** Opening Dataset extract block **

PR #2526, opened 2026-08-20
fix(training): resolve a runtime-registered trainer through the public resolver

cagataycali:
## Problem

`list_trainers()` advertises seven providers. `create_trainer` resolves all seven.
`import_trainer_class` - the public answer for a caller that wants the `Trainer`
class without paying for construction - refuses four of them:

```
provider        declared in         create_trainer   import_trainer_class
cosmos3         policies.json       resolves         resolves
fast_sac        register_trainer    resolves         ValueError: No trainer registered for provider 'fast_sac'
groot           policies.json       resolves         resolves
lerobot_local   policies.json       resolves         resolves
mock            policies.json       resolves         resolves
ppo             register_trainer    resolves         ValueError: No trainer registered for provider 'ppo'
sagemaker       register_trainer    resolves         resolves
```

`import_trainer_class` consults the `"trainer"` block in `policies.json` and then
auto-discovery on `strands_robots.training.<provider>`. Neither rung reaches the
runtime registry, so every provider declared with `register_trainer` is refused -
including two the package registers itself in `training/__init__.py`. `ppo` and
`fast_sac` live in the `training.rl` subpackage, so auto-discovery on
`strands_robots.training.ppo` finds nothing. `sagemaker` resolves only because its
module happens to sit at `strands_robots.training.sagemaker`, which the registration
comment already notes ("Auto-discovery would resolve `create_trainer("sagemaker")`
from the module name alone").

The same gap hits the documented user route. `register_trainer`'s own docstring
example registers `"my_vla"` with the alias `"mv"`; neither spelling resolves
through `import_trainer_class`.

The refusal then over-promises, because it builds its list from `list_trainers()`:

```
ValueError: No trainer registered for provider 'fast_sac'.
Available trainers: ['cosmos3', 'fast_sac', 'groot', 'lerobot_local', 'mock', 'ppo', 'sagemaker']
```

** Closing Dataset extract block **

# Work order:
Please transcribe the records in full, keeping every word as it is.

# Response below:
PR #2526, opened 2026-08-20
fix(training): resolve a runtime-registered trainer through the public resolver

cagataycali:
## Problem

`list_trainers()` advertises seven providers. `create_trainer` resolves all seven.
`import_trainer_class` - the public answer for a caller that wants the `Trainer`
class without paying for construction - refuses four of them:

```
provider        declared in         create_trainer   import_trainer_class
cosmos3         policies.json       resolves         resolves
fast_sac        register_trainer    resolves         ValueError: No trainer registered for provider 'fast_sac'
groot           policies.json       resolves         resolves
lerobot_local   policies.json       resolves         resolves
mock            policies.json       resolves         resolves
ppo             register_trainer    resolves         ValueError: No trainer registered for provider 'ppo'
sagemaker       register_trainer    resolves         resolves
```

`import_trainer_class` consults the `"trainer"` block in `policies.json` and then
auto-discovery on `strands_robots.training.<provider>`. Neither rung reaches the
runtime registry, so every provider declared with `register_trainer` is refused -
including two the package registers itself in `training/__init__.py`. `ppo` and
`fast_sac` live in the `training.rl` subpackage, so auto-discovery on
`strands_robots.training.ppo` finds nothing. `sagemaker` resolves only because its
module happens to sit at `strands_robots.training.sagemaker`, which the registration
comment already notes ("Auto-discovery would resolve `create_trainer("sagemaker")`
from the module name alone").

The same gap hits the documented user route. `register_trainer`'s own docstring
example registers `"my_vla"` with the alias `"mv"`; neither spelling resolves
through `import_trainer_class`.

The refusal then over-promises, because it builds its list from `list_trainers()`:

```
ValueError: No trainer registered for provider 'fast_sac'.
Available trainers: ['cosmos3', 'fast_sac', 'groot', 'lerobot_local', 'mock', 'ppo', 'sagemaker']
```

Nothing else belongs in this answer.